Angélique, Marquise des Anges is a 1964 historical romance film directed by Bernard Borderie and starring Michèle Mercier, Robert Hossein and Jean Rochefort. It is based on the 1956 novel of the same name by Anne and Serge Golon. It was made as a co-production between France, Italy and West Germany

It was shot at the Cinecittà Studios in Rome and the Billancourt Studios in Paris and on location at the Château de Tanlay and Fontenay Abbey. The film's sets were designed by the art director René Moulaert.

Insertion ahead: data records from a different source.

PR #1452, opened 2026-05-14
patch: EN data EX/Dragon

philgruneich:
## Changes

Updates EN data for EX/Dragon

### DIFF
--- a/data/EX/Dragon/82.ts
+++ b/data/EX/Dragon/82.ts
@@ -15,6 +15,7 @@ const card: Card = {
 	trainerType: "Tool",
 
 	effect: {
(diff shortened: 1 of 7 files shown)


data/EX/Dragon/82.ts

The film was a major hit across Continental Europe, and in 1967 was distributed in Britain. It was followed by four sequels starting with Marvelous Angelique.

Synopsis
In mid-17th century France, young Louis XIV is struggling for his throne, beggars and thieves haunt Paris and brigands roam the countryside. Fifth child of an impoverished country nobleman, Angélique de Sancé de Monteloup grows up in the Poitou marshlands. Her logical destiny would be to marry a poor country nobleman, have children and spend her life fighting for a meagre subsistence. Destiny has other plans in store for her. At 17, on returning from her education in a convent, she finds herself betrothed to the rich count Jeoffrey de Peyrac (Jeoffrey Comte de Peyrac de Morens, Lord of Toulouse), 12 years her senior, lame, scarred and reputed to be a wizard. For the sake of her family, Angélique reluctantly agrees to the match but refuses the advances of her husband. Peyrac respects her decision and does not pursue his claim to conjugal rights, wishing rather to seduce than use force.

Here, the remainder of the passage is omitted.